80% of what people watch on Netflix comes from recs
# Mounia Lalmas - Dir Research at Spotify (based in London)
Home: help users find content quickly
*nice slide w/ overall view of research -> measurement -> modeling -> optimization -> business
1. success metrics
*BaRT - McInerney et al. 2018*
- bandits
- find best card per shelf, and then rank shelves
success = streaming time binarized with a threshold of 30 seconds per playlist (this seems weird to me, 30 seconds per song would make sense?)
exceptions, e.g. sleep playlist success threshold is longer
jazz listeners listen longer than other listeners
reward functions:
- one global function
- one per user x playlist
- groups of users x playlists
Used *Dhillon et al co-clustering KDD 2003*
Histograms + thresholds
Found that mean worked the best for the threshold (vs. additive or cumulative, which seem like straw men comparisons to me)
Affinity features (content x user) are better than generic ones (age or day)
*Dragone et al. WWW 2019*
2. intent
What is the user looking for? i.e. passive listening vs. actively engaging
*Mehotra et al. WWW 2019*
examples: search for a particular thing vs. discovery by mood/activity vs. music to have on in the background
(the chart for this looked kind of meaningless to me?)
multi-level model + intent improved user satisfaction ratings prediction over global
shared learning across intents
most useful metrics:
- time to success + dwell time
- save or download
3. diversity of content
*Mehotra et al. CIKM 2018*
- relevance (user + tracks)
- satisfaction (stream > 30 seconds)
- diversity (range of popularity from Drake to... not Drake)
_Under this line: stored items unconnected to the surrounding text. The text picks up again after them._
PR #301, opened 2024-05-30
Renaming parameters and adding command line tests.

dblock:
### Description

1. Renames `parameters_like_this` to `parameters-like-this` (from @Xtansia's comment in #299) .
2. Renamed tab size to tab width.
3. Adds tests for some of the command line parameters (the others are harder).
 
### DIFF
--- a/eslint.config.mjs
+++ b/eslint.config.mjs
@@ -48,6 +48,7 @@ export default [
           allowRuleToRunWithoutStrictNullChecksIKnowWhatIAmDoing: false
         }
       ],
+      '@typescript-eslint/no-extraneous-class': 'off',
       'array-callback-return': 'off',
       'new-cap': 'off',
       'no-return-assign': 'error',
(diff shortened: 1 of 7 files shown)


eslint.config.mjs
```diff
@@ -48,6 +48,7 @@ export default [
           allowRuleToRunWithoutStrictNullChecksIKnowWhatIAmDoing: false
         }
       ],
+      '@typescript-eslint/no-extraneous-class': 'off',
```
dblock, line 51: Not sure there's a better way than a `static Ansi` class?

nhtruong: You can also move those functions into the `tools/testers/helpers.ts` file or make an `ansi.ts` file in have them imported into ResultDisplays.ts

dblock: Extracted to `ansi`.

nhtruong (approved):

Xtansia (approved):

Of course, they found that high relevance meant less diversity (very few playlists have both)
Tradeoff of beta = 0.7 with a 10% drop in satisfaction
vs. relevant max of beta = 1, or diversity max with beta = 0 and satisfaction drop of 32%
"personalized diversity" - satisfaction up 12%
(some users are of course more diverse in their interests)
Someone asked about how to define intent; she said TBD, but mostly by clustering behavior
and looking at things like time of day
----
# David Hubbard and Benoit Rostykus - Netflix
Long-term outcomes
short: click (popularity bias), view, like
medium: dwell time, quality plays
long: satisfaction, subscription renewal, etc.
Ranking: popular, not relevant
Messaging: short term metrics can lead to user fatigue
Want to model satisfaction over time, for example, renewal as a Bernoulli model over months
Bayesian approach, beta-logistic/gemoetric, *Heckman & Willis 1977*.
Features used: country, tenure, devices, streaming, behavior, payments
predicting churn, basically. *Vaupel & Yashin 1985*
Effects of selection on population bias, why means are bad
*Fader et al. 2018* predicting retention
Take home points: better to have short-term initial disappointment if it leads to better long-term outcomes,
vs. initial pleasure followed by lasting disappointment
Used a Criteo online conversions dataset of 1M rows and 100k columns (?!)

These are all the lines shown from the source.